6.    “Because all business problems boil down to leadership problems. The soft stuff is actually the hard stuff."

7.    Strategy #1: Remember, everyone is important: Cast was given freedom to set it’s own productivity targets. They set them very high!

8.    Feelings are never translated or passed on properly in a command chain

9.   No micromanagement = Trust!

10. Disney Institute Definition of Culture: “The system of values and beliefs an organization holds that drives actions and behaviors and influences relationships.” Established by design, not chance.

11.  You mentioned no price consistency at Disney’s food and beverage, because no one person in charge. How has pricing improved?

12.  What do you think of Disney’s new surge-pricing scheme?

13.  Your response to 9/11: evacuate 50,000 from theme parks; free hotel rooms; food vouchers; suspend charges for phone calls anywhere in world; costumed entertainers to occupy frightened children.

14.  Structured interviews by psychologists over the phone, create detailed profiles, powerful tool 1994?

15.    ¼ of the 25,000 Sommeliers work at WDW, sells more wine than any single site in the world (Vegas)

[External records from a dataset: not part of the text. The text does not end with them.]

PR #2290, opened 2026-04-29
Part of #2224 (3/3): OVERSEER_ALERT on pipeline-branch divergence with merged-PR signatures

jwbron:
## Summary

Defense-in-depth guardrail (Phase 4, item 3 of 3) for #2224, follow-on to #2222.

When a pipeline branch is materially ahead of base AND the ahead-commits contain merged-PR subject signatures (\`(#NNNN)\`), the pipeline-watcher emits an \`OVERSEER_ALERT\` so operators see the contamination shape from #2222 in real time rather than only at PR open.

## Why

A real pipeline branch grows by refine/plan/implement/state-file commits authored by agents — none of those carry a \`(#NNNN)\` suffix in the subject. When that signature appears alongside material divergence, the branch has absorbed merged-main commits — the exact failure mode that produced #2220 (the contaminated PR for #2137). The signature heuristic is intentionally cheap and false-positive-tolerant; per the issue, we'd "rather over-alert than miss another contaminated PR."

## Changes

- **orchestrator/routes/pipelines.py**:
  - New \`BRANCH_DIVERGENCE_THRESHOLD = 20\` and \`_BRANCH_DIVERGENCE_PR_RE = re.compile(r\"\\(#\\d+\\)\")\`.
  - New helper \`_check_branch_divergence_for_alert(...)\` runs \`git rev-list --count\` then \`git log --pretty=format:%H%x09%s\` and filters to subjects matching the PR-signature regex. All errors logged-and-swallowed.
  - New helper \`_publish_branch_divergence_alert(...)\` mirrors \`_publish_consensus_timeout_alert\` (#2264): publishes \`OVERSEER_ALERT\` with offending SHAs in metadata, ties back to #2222 in the body.
  - Wired into \`_health_monitor_poll\` (every 30s tick) with a per-pipeline \`divergence_alerted_shas\` dedupe set so each offending commit produces at most one alert per pipeline run.

- **orchestrator/tests/test_branch_divergence_alert.py**: 13 tests covering: not-ahead, at-threshold (no alert), above-threshold without signatures (no alert), above-threshold with signatures (alert), all best-effort error paths (rev-list/log fails, subprocess timeout), branch == base no-op, threshold override, alert content + metadata, message-store-unavailable graceful skip, message-store exception swallow, offender-list truncation in body.

## Scope

This is **only** PR 3 of 3 for issue #2224. PR 1 (gateway-side bare-rebase block) is in #2282; PR 2 (end-of-pipeline rebase) is next.

## Test plan

[...]

PR #2291, opened 2026-04-29
Part of #2224 (2/3): rebase pipeline branch against current base_branch before PR open

jwbron:
## Summary

Defense-in-depth guardrail (Phase 4, item 2 of 3) for #2224, follow-on to #2222.

Closes the gap where `base_branch` advances *during* the PR phase: before this fix, `_auto_create_pr` opened the PR against whatever tip `origin/<pipeline_branch>` had — which could be N commits behind current `origin/<base_branch>`. `_rebase_pipeline_branch_onto_base` runs at the start of each phase iteration to clean up stale branch state on resume; nothing between branch-cut and PR-open refreshes against `origin/<base_branch>`.

`base_branch` is read-only here. The helper only rewrites `pipeline_branch`; no commits are ever pushed to `base_branch`, even when it happens to be `main`.

## Changes

- **orchestrator/routes/pipelines.py** — new helper `_refresh_pipeline_branch_against_current_base`:
  1. Fetches fresh refs.
  2. No-ops when `origin/<pipeline_branch>` is already current with `origin/<base_branch>`.
  3. Computes the merge-base and rebases via the safe 3-arg `--onto` form (`--onto <new_base> <merge_base>`) — the same contamination-safe shape `_rebase_pipeline_branch_onto_base` uses post-#2222.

16.    Magical Moments and Take 5

17.    25 steps between trash containers!

18.  Sacrifice efficiency for safety and security (or Take 5, and MOMs). Snow White and Four Dwarfs

19.  Customers are human beings = Guestology

20.  Trading Pins! Two guys got idea at Olympics = millions dollar business!

21.   20% = active change agents; 30% = resist change; 50% on fence

Thanks to Lee for sharing how Disney spreads Pixie Dust, and how your organization can do it, too.